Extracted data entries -
▬▬▬

PR #2871, opened 2024-11-26
SF-3078 Prompt user for microphone access before recorder countdown

RaymondLuong3:
This PR prompts the user for microphone access before the countdown begins on the audio recorder dialog. I also removed the dependency on the SubscriptionDisposible class.

- - -
This change is [Reviewable](https://reviewable.io/reviews/sillsdev/web-xforge/2871)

▬▬▬

What to work on - Each line of the data that contains "user" belongs in the answer.

Solution -
SF-3078 Prompt user for microphone access before recorder countdown
This PR prompts the user for microphone access before the countdown begins on the audio recorder dialog. I also removed the dependency on the SubscriptionDisposible class.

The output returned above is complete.